[Collected data]
● ● ● ● ● ● ●

PR #49, opened 2024-04-07
Cluster based consensus changes

GalRogozinski:
Add support for:
1. Single Cluster Runner
2. New ConsensusData
3. When to Stop Runs


sips/cluster_consensus.md
```diff
@@ -114,12 +166,20 @@ type PartialSigRunners map[ValidatorPublicKey]PartialSigRunner
...
-2. `Cluster` receives consensus messages and hands them over to the `QBFTController` that has unchanged logic.
-3. Once `ProcessConsensus` returns `decided = true`, the `Cluster` will call `UponDecided(cd)` for each `PartialSigRunner` that has been initialized. This will cause an omission of a partialSigMessage for each validator.
+1. `Cluster` receives duties that match a certain slot. If the slot is higher then `highestDecidedSlot` starts consensus for the relevant roles, and initializes a `ClusterRunner` for the relevant Validators.
+2. `Cluster` receives consensus messages and hands them over `ClusterRunner` that hands them over to the `QBFTController` that has unchanged logic. The only difference is `BeaconVote` is used as the ConsensusData object.
+3. Once `ProcessConsensus` decides, the `Cluster` will create a post consensus message like before.
 4. `PartialSigRunner` will process post-consensus partial signature messages as before.
 
+### Stopping Runs
+
+Previously we have letted new validator duties stop the run for the previous duty. For a cluster this is not a good idea and instead and instead we will count on a tuned `CutOffRound` per duty to stop the instance.
```
MatheusFranco99, line 176:
```suggestion
Previously we have letted new validator duties stop the run for the previous duty. For a cluster this is not a good idea and instead we will count on a tuned `CutOffRound` per duty to stop the instance.
```

MatheusFranco99:
Will the post-consensus signatures for all validators belong to a single message? Or there will be a message for each?

MatheusFranco99:
If the cluster receives a new `Start(duties)` call for slot X but hasn't finished the duties for slot X-1, what will happen?

GalRogozinski:
@MatheusFranco99 

1. will make it clear that we unite a single message
2. It will continue with the duty until `CutoffRound`. 
I think we need to make sure valueCheckF is called again when we sign the beacon object to ensure slashing protection

PR #51, opened 2024-05-21
SIP: topic by committee ID

MatheusFranco99:
This SIP aims to reduce the message rate processed by operators through the change of how validators are assigned to topics. Until now, a validator's assigned topic used to be computed using the `ValidatorPublicKey`. Instead, we propose using the `CommitteeID`.


GalRogozinski (approved):

sips/topic_by_committee_id.md
```diff
@@ -0,0 +1,97 @@
...
+	})
+	// Convert to bytes
+	bytes := make([]byte, len(committee)*4)
+	for i, v := range committee {
+		binary.LittleEndian.PutUint32(bytes[i*4:], uint32(v))
+	}
+	// Hash
+	return CommitteeID(sha256.Sum256(bytes))
+}
+topicID := binary.LittleEndian.Uint64(getCommitteeID(committee)) % subnetsCount
```
moshe-blox, line 51: Uint64 is only 8 bytes, so when converting from [32]byte to it, we lose the latter 24 bytes.

We use big.Int in the implementation to avoid this issue:
```go
func CommitteeSubnet(cid spectypes.CommitteeID) int {
	subnet := new(big.Int).Mod(new(big.Int).SetBytes(cid[:]), new(big.Int).SetUint64(subnetsCount))
	return int(subnet.Int64())
}
```

moshe-blox (changes requested):

sips/topic_by_committee_id.md
MatheusFranco99: Done

moshe-blox (approved):

sips/topic_by_committee_id.md
```diff
@@ -0,0 +1,101 @@
...
+// Return a 32 bytes ID for the committee of operators
+func getCommitteeID(committee []OperatorID) CommitteeID {
+	// sort
+	sort.Slice(committee, func(i, j int) bool {
+		return committee[i] < committee[j]
+	})
+	// Convert to bytes
+	bytes := make([]byte, len(committee)*4)
+	for i, v := range committee {
+		binary.LittleEndian.PutUint32(bytes[i*4:], uint32(v))
```
y0sher, line 46: operatorID is uint64, but we're putting uint32 here.. whats the correct type?

GalRogozinski: fixed to uint64

y0sher (approved):

moshe-blox (approved):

● ● ● ● ● ● ●

» ACTIVITY
If a line of the records above contains the word "moshe", count it; give only the total.

» SOLUTION TO THIS PROBLEM
4